Design, docking, synthesis, and in vitro evaluation of potent anti-tubercular agents targeting DNA Gyrase

Tuberculosis caused by Mycobacterium tuberculosis has been reported to infect about two-third of the global population and to continuously develop multidrug resistance. DNA gyrase, a type II topoisomerase, is a promising target of the quinolone class of drugs in the treatment of tuberculosis. The present study is focused on the design and synthesis of newer nitrogen heterocyclics containing indole, n-methyl piperazine, piperidine, and pyrrolidine ring structures Initially designed compounds were evaluated for their affinity to the DNA gyrase target. The molecular docking performed using FlexX indicated compounds IIb5 (1-(R)-(4-hydroxyphenyl)(4-methylpiperazin-1-yl)methyl)-3-((S)-(4-hydroxyphenyl)(4-methylpiperazin-1-yl)methyl)urea and IIc5 ((1-(R)-(4-hydroxyphenyl)(4-methylpiperazin-1-yl)methyl)-3-((S)-(4-hydroxyphenyl)(4-methylpiperazin-1-yl)methyl) thiourea to exhibit promising binding affinity (dock score of -15.01 and -13.77) when compared to the reference MFX moxifloxacin (dock score -4.40) with the target 5BS8 (DNA gyrase).
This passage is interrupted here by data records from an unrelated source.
PR #1569, opened 2023-04-13
Initial implementation of consistency checks

nalind:
Add initial Check() and Repair() methods to Stores.

Check() checks for inconsistencies between the layers which the lower-level storage driver claims to know about and the ones which we know we're managing.  It checks that layers referenced by layers, images, and containers are known to us and that images referenced by containers are known to us.  It checks that data which we store alongside layers, images, and containers is still present, and to the extent which we store other information about that data (frequenly just the size of the data), verifies that it matches recorded expectations. Lastly, it checks that layers which are part of images (and which we therefore know what they should have in them) have the expected content, and nothing else.

Repair() removes any containers, images, and layers which have any errors associated with them.  This is destructive, so its use should be considered and deliberate.

### DIFF
--- a/check.go
+++ b/check.go
@@ -1,0 +1,1086 @@
+package storage
+
+import (
+	"archive/tar"
+	"errors"
+	"fmt"
+	"io"
+	"os"
+	"path"
+	"path/filepath"
+	"sort"
+	"strings"
+	"sync"
+	"time"
+
+	drivers "github.com/containers/storage/drivers"
+	"github.com/containers/storage/pkg/archive"
+	"github.com/containers/storage/pkg/ioutils"
+	"github.com/containers/storage/types"
+	"github.com/sirupsen/logrus"
+)
+
+var (
+	// ErrLayerUnaccounted describes a layer that is present in the lower-level storage driver,
+	// but which is not known to or managed by the higher-level driver-agnostic logic.
+	ErrLayerUnaccounted = types.ErrLayerUnaccounted
+	// ErrLayerUnreferenced describes a layer which is not used by any image or container.
+	ErrLayerUnreferenced = types.ErrLayerUnreferenced
+	// ErrLayerIncorrectContentDigest describes a layer for which the contents of one or more
+	// files which were added in the layer appear to have changed.  It may instead look like an
+	// unnamed "file integrity checksum failed" error.
+	ErrLayerIncorrectContentDigest = types.ErrLayerIncorrectContentDigest
+	// ErrLayerIncorrectContentSize describes a layer for which regenerating the diff that was
+	// used to populate the layer produced a diff of a different size.  We check the digest
+	// first, so it's highly unlikely you'll ever see this error.
+	ErrLayerIncorrectContentSize = types.ErrLayerIncorrectContentSize
+	// ErrLayerContentModified describes a layer which contains contents which should not be
+	// there, or for which ownership/permissions/dates have been changed.
+	ErrLayerContentModified = types.ErrLayerContentModified
+	// ErrLayerDataMissing describes a layer which is missing a big data item.
+	ErrLayerDataMissing = types.ErrLayerDataMissing
+	// ErrLayerMissing describes a layer which is the missing parent of a layer.
+	ErrLayerMissing = types.ErrLayerMissing
+	// ErrImageLayerMissing describes an image which claims to have a layer that we don't know
+	// about.
+	ErrImageLayerMissing = types.ErrImageLayerMissing
+	// ErrImageDataMissing describes an image which is missing a big data item.
+	ErrImageDataMissing = types.ErrImageDataMissing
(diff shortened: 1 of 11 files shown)


rhatdan:
Nice work.
LGTM
@giuseppe  @vrothberg @saschagrunert @flouthoc @umohnani8 @mtrmac PTAL

giuseppe (approved):
LGTM

check.go
```diff
@@ -0,0 +1,1086 @@
...
+				}
+			}
+		}
+		return false, nil
+	}); errored {
+		return CheckReport{}, err
+	}
+
+	// Iterate over each container in turn.
+	if done, err := s.readContainerStore(func() (bool, error) {
```
mtrmac, line 573: Should this be nested inside the container image lock, for consistency?

check.go
```diff
@@ -0,0 +1,1086 @@
...
+						if int64(len(data)) != container.BigDataSizes[key] {
+							err = fmt.Errorf("container %s: data item %q: %w", id, key, ErrContainerDataIncorrectSize)
+							report.Containers[id] = append(report.Containers[id], err)
+							return
+						}
+					}()
+				}
+			}
+			// Look at the container's base image.  If the image has errors, the image's errors
+			// are the container's errors.
```
mtrmac, line 607: I’m not sure this is very useful — if we have a corrupt base layer, 20 application images build with that base layer, and 100 containers running those images, 100 individual reports of that layer being wrong seem rather redundant. _Especially_ if there were multiple reported errors per layer, or per image.

Maybe just a single “references an image/layer with errors” error would be sufficient.

check.go
```diff
@@ -0,0 +1,1086 @@
...
+				if len(report.Images[container.ImageID]) > 0 {
+					report.Containers[id] = append(report.Containers[id], report.Images[container.ImageID]...)
+				}
+				if len(report.ROImages[container.ImageID]) > 0 {
+					report.Containers[id] = append(report.Containers[id], report.ROImages[container.ImageID]...)
+				}
+			}
+			// Count the container's layer as referenced.
+			if container.LayerID != "" {
+				referencedLayers[container.LayerID] = true
```
mtrmac, line 622: What if this layer reference is dangling? What if this points to a read-only layer?

check.go
```diff
@@ -0,0 +1,1086 @@
...
+		}
+		layers, err := store.Layers()
+		if err != nil {
+			return true, err
+		}
+		for _, layer := range layers {
+			maximumAge := defaultMaximumUnreferencedLayerAge
+			if options.LayerUnreferencedMaximumAge != nil {
+				maximumAge = *options.LayerUnreferencedMaximumAge
+			}
```
mtrmac, line 645: This can be moved outside of the loops.

check.go
```diff
@@ -0,0 +1,1086 @@
...
+		}
+		return false, nil
+	}); errored {
+		return CheckReport{}, err
+	}
+
+	// If the driver can tell us about which layers it knows about, we should have previously
+	// examined all of them.  Any that we didn't are probably just wasted space.
+	// Note: if the driver doesn't support enumerating layers, it returns ErrNotSupported.
+	if err := s.startUsingGraphDriver(); err != nil {
```
mtrmac, line 665: Hum, should the graph lock be held for the lifetime of this function, to ensure a consistent view?

check.go
```diff
@@ -0,0 +1,1086 @@
...
+		}
+		// we've heard of both of them; the one that's on the end of a longer chain goes first
+		return depth(layersToDelete[i]) > depth(layersToDelete[j]) // closer-to-a-notional-base layers get removed later
+	})
+	// Now delete the layers that haven't been removed along with images.
+	for _, id := range layersToDelete {
+		if _, ok := deletedLayers[id]; ok {
+			continue
+		}
+		for _, reportedErr := range report.Layers[id] {
```
mtrmac, line 774: This could try to remove the same layer multiple times, is that intentional?

I’d expect a single attempt, at the driver or higher level depending on `isUnaccounted`.

mtrmac (commented):
This is a fairly brief single-pass skim; please treat it mostly as unbaked low-priority suggestions.

store.go
```diff
@@ -1215,7 +1222,18 @@ func (s *store) writeToImageStore(fn func() error) error {
 	return fn()
 }
 
-// writeToContainerStore is a convenience helper for working with store.getContainerStore():
+// readContainerStore is a convenience helper for working with store.containerStore:
+// It locks the store for reading, checks for updates, and calls fn(), which can then access store.containerStore.
+// It returns the return value of fn, or its own error initializing the store.
+func (s *store) readContainerStore(fn func() (bool, error)) (bool, error) {
+	if err := s.containerStore.startReading(); err != nil {
+		return true, err
```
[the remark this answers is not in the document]
mtrmac: https://github.com/containers/storage/pull/1577

PR #1571, opened 2023-04-14
types: try harder to use overlay with rootless

giuseppe:
if there are no configuration files present, attempt to use overlay for rootless if fuse-overlayfs is installed or if the kernel is >= 5.13.

Closes: https://github.com/containers/storage/issues/1570

### DIFF
--- a/types/options.go
+++ b/types/options.go
@@ -305,7 +305,11 @@ func getRootlessStorageOpts(rootlessUID int, systemOpts StoreOptions) (StoreOpti
 	}
 	if opts.GraphDriverName == "" {
 		if len(systemOpts.GraphDriverPriority) == 0 {
-			opts.GraphDriverName = "vfs"
+			if canUseRootlessOverlay(opts.GraphRoot, opts.RunRoot) {
+				opts.GraphDriverName = overlayDriver
+			} else {
+				opts.GraphDriverName = "vfs"
+			}
 		} else {
 			opts.GraphDriverPriority = systemOpts.GraphDriverPriority
 		}
--- a/types/options_linux.go
+++ b/types/options_linux.go
@@ -1,5 +1,13 @@
 package types
 
+import (
+	"os/exec"
+	"strconv"
+	"strings"
+
+	"golang.org/x/sys/unix"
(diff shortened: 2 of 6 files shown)


types/options_linux.go
```diff
@@ -12,3 +20,33 @@ const (
 var (
 	defaultOverrideConfigFile = "/etc/containers/storage.conf"
 )
+
+// canUseRootlessOverlay returns true if the overlay driver can be used for rootless containers
+func canUseRootlessOverlay(home, runhome string) bool {
+	// we check first for fuse-overlayfs since it is cheaper.
+	if path, _ := exec.LookPath("fuse-overlayfs"); path != "" {
+		//return true
```
rhatdan, line 28: Why is this commented out?

giuseppe: thanks for spotting it, it is a debugging artifact

rhatdan:
LGTM
@nalind @vrothberg @saschagrunert @flouthoc @umohnani8 @mtrmac PTAL

vrothberg (approved):
LGTM
@giuseppe any chance we can get a regression test here on in podman for it?

vrothberg (approved):
LGTM, thanks!

flouthoc (approved):
LGTM

nalind:
This is changing buildah from using vfs to using overlay when it's upgraded, including without a wipe in between.

types/options.go
```diff
@@ -305,7 +305,11 @@ func getRootlessStorageOpts(rootlessUID int, systemOpts StoreOptions) (StoreOpti
 	}
 	if opts.GraphDriverName == "" {
 		if len(systemOpts.GraphDriverPriority) == 0 {
-			opts.GraphDriverName = "vfs"
+			if canUseRootlessOverlay(opts.GraphRoot, opts.RunRoot) {
```
flouthoc, line 308: Should this check if last usage is already using `vfs` ? I think can be verified by checking if `GraphRoot` already contains a `vfs` directory or not. If yes then assume user is already using `vfs` and do not switch to overlay ?

PR #1572, opened 2023-04-14
Don't use bytes.NewBuffer to read data

mtrmac:
The documentation says
> The new Buffer takes ownership of buf, and the
> caller should not use buf after this call.

so use the more directly applicable, and simpler, bytes.Reader instead, to avoid this potentially risky use.


rhatdan:
LGTM

rhatdan:
@nalind @vrothberg @saschagrunert @flouthoc @umohnani8 @giuseppe  PTAL

nalind:
LGTM.

flouthoc (approved):
LGTM

vrothberg (approved):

Further, the best 10 compounds were synthesized by one-pot synthesis employing the reaction of indole/N-methyl piperazine/piperidine/pyrrolidine with N-substituted benzaldehydes in the presence of acetamide/urea/thiourea to afford the compounds in 54.60% to 85.47% yield. The synthesized compounds were suitably characterized using chromatographic and spectroscopic tools. In the microplate Alamar Blue assay (MABA), compounds IIb1, IIIc2, IIIb1, and IIb5 exhibited good minimum inhibitory concentrations of 1.6µg/mL, 3.12µg/mL, and 12.5µg/mL, respectively, when compared to the standard rifampicin with 0.8µg/mL inhibitory concentration. The MTB gyrase supercoiling assay performed using Mycobacterium tuberculosis gyrase supercoiling assay kit demonstrated compound IIb5 at a concentration of 300µg/mL to show gyrase inhibition in comparison to MFX at 60 µg/mL. In the MTT assay performed using the human breast cancer cell line MCF-7, compounds IIc2, IIb5, and IIb1 showed IC50 values of 2.57µM, 12.54µM, and 12.75µM, respectively, compared to doxorubicin (1.10µM) at 7-48hrs and 72hrs of the study. Based on these observations, N-methyl piperazine class of compounds can serve as a lead/pharmacophore for the rational design of potent molecules against MTB gyrase to combat the growing issue of MDR-TB.